Après l’Evangile : Après avoir livré les paroles du Notre Père, Jésus poursuit un brin son enseignement sur la prière. Et plus particulièrement la prière de demande. 

Ecoutons-le.

Tout d’abord les trois premiers versets de l’évangile du jour : l’histoire de l’ami importun. Marguerat à la suite de Maillot, nous fait remarquer un point que l’on oublie peut-être trop souvent. On lit ces versets, et on campe la scène : deux amis, un qui frappe à la porte avec insistance pour emprunter trois pains, et l’autre qui dort et se voit dérangé par cet appel, mais fini par se lever à cause du sans-gêne de l’ami ! mais a-t-on bien lu le texte ? il y a un premier ami dans l’histoire que l’on a oublié. Il y a une cascade d’amitié en ce texte : il y a un premier homme qui arrive de voyage chez un deuxième. Le deuxième l’accueille et n’ayant pas de quoi le nourrir s’en va trouver le troisième pour lui demander du pain ! voilà un beau contexte pour insérer notre prière. La demande du deuxième homme, appelé ami importun, est en fait enracinée dans un geste premier : il a lui-même ouvert sa porte à l’autre. Il l’a accueilli sous son toit, il a fait tout ce qu’il a pu, mais voilà il manque de pain. Alors il va demander ce pain à un tiers ! Ainsi la prière n’est pas ici une histoire à deux, entre moi et Dieu. Elle est manière d’apporter devant Dieu l’humanité entière, et l’humanité plus particulière qui a frappé à ma porte aujourd’hui. Ainsi en introduisant ce premier personnage dans la parabole, Jésus ouvre la prière à une sollicitude première. La prière ne me déresponsabilise pas ! elle m’engage.
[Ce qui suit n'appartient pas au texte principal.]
Issue #420, opened 2022-11-29
Use `dotenv` for loading environment variables?


maxnoe:
There is a very commonly used convention of having environment-variables in a `.env` file and there is a python package to automatically load those:

https://pypi.org/project/python-dotenv/

this could replace the custom `set_DB_environ.sh` script.

PR #582, opened 2023-08-30
Read environment variables using the dotenv package

GernotMaier:
Add functionality to read environment variables using the dotenv package (as suggested by Max in #420).

- adds additional dependency on [python-dotenv](https://pypi.org/project/python-dotenv/)
- replaces the current way of setting environment variables using `set_DB_environ.sh`
- variables are now set in a `.env` file, see `.env_template` (this replaces `set_DB_environ_template.sh`)
- minimal change to load the variables in the configurator module
- default file is `.env`, although other files can be set using the `--env_file` command line parameter 
- no change in functionality when using the 'old way' of setting environment variables. This is still used in the github CI, as secrets are given as environment variables (required two-lines addition in conf.py)
- updated the units tests to catch the different ways of setting environment variables

Note the changes in starting the docker-dev container. This is a minimal longer command line but I think still acceptable.

The `.env` file is compatible with the file format expected by docker to load environment variables (with `--env-file`, see updated instructions for usage of simtools-prod). This is important, as we didn't have a consistent way before to set environment variables in the simtools-prod container.

(note that this pull request also includes the changes of the sorting of the dependencies #581; so maybe better first to #581)


GernotMaier:
@orelgueta , @VictorBarbosaMartins - whoever wants to pick up this PR, please self-assign. I would say the PR is of size "S" (assuming that we start the scale at "XS").

tests/unit_tests/configuration/test_configurator.py
```diff
@@ -187,3 +181,49 @@ def test_initialize_output(configurator, args_dict):
...
+    configurator._fill_from_environmental_variables()
+    if "TEST_ENV_VARIABLE" in os.environ:
+        del os.environ["TEST_ENV_VARIABLE"]
+    assert "test_env_variable" not in configurator.config
+
+    # this is a valid configuration parameter, but already configured
+    # _fill_from_environmental_variables() should not change it
+    os.environ["LOG_LEVEL"] = "DEBUG"
+    configurator._fill_from_environmental_variables()
+    assert configurator.config["log_level"] == _config_save["log_level"]
```
orelgueta, line 203: Should this also compare to the actual log_level (e.g., `== INFO`) so that the test does not pass accidentally if the default configuration is "DEBUG"?

orelgueta (commented):
Looks good. Tiny question/comment about a test. It's very minor but I don't approve just in case.

tests/unit_tests/configuration/test_configurator.py
GernotMaier: The test depends on that the default value for log_level as defined in [here](https://github.com/gammasim/simtools/blob/e55809c6c90f3ed8b041d30ff9fd7542e84dab48/simtools/configuration/commandline_parser.py#L159). 

Do you see this an issue? Will we ever change the default level to "debug"? 

Note that we nowhere change the actually value of logging, so what I would have to add is a check if `config["log_level"] = "DEBUG"` , in this case use "INFO". Should I do this?

orelgueta: This test, as it is, depends on a value set somewhere else. If, for whatever reason, you change the default value to "debug" (extremely unlikely, I know, but it doesn't matter), then this test would not cover this case anymore. Since the tests have to stand on their own and always test what they are meant to test, I suggest to change it to 
```
assert configurator.config["log_level"] == _config_save["log_level"] == "INFO"
```
(not that I am not sure if `"INFO"` is the exact representation, I did not check.)
This will make this test robust against changes somewhere else and would fail if you do change somewhere else and alert you to change also this test.

orelgueta: Perfect, thanks!

orelgueta (approved):

GernotMaier:
Thanks a lot for the quick review!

La deuxième partie de l’évangile de ce jour, est un appel à la confiance et à la persévérance : demandez, cherchez, frappez… Tu t’es laissé dérangé par l’humanité en détresse, va avec elle à Dieu, et demande. Et Jésus appuie son encouragement par un raisonnement a fortiori… quel père (digne de ce nom bien entendu) quel père bien qu’il ne soit pas parfait, donnerait la mort (serpent, scorpion) à son fils qui lui demande la vie (poisson, œuf). Si vous agissez ainsi, combien plus Dieu ! lui qui est vraiment Père, absolument Père.

Enfin, dernière partie de l’évangile du jour, un conseil de Jésus : dans ta prière au Père, demande l’Esprit Saint !!! En accueillant l’Esprit tu entreras dans la danse de la Trinité. Tu comprendras alors de l’intérieur la prière, ce dialogue qui circule au sein même de la Trinité !

Invitation au Notre Père : Demandons au Père, l’Esprit Saint, afin de pouvoir dire avec Jésus, la prière qu’il nous a enseignée.

Prière conclusive : Seigneur, tu nous as donné ta Parole, tu nous partages ta vie trinitaire. Nous te rendons grâce. Aujourd’hui, nous t’en prions, dépose en nos cœurs la plénitude de ta grâce. Que ton Esprit prie en nos cœurs, les rendant toujours plus solidaire de l’humanité entière, nous accordant toujours davantage à ton cœur qui n’est qu’amour.


mercredi 7 octobre 2020

Liturgie de la Parole

 A partir de ce mois d'octobre 2020, notre lectio va se concentrer sur la Liturgie de la Parole proposée chaque jour. Vous trouverez donc ici le commentaire fait au monastère d'Hurtebise lors de l'office de midi (en-dehors du dimanche).

Il est le fruit de la lectio d'une personne qui s'est proposée pour ce service : moniale, laïc proche de la communauté, prêtre de passage …

Nous souhaitons que cette nouvelle formule vous rejoigne dans votre désir d'approfondir la Parole et de la rendre vivante dans votre vie. Il est toujours possible d'y ajouter votre réflexion personnelle dans le souci de communion qui est le nôtre.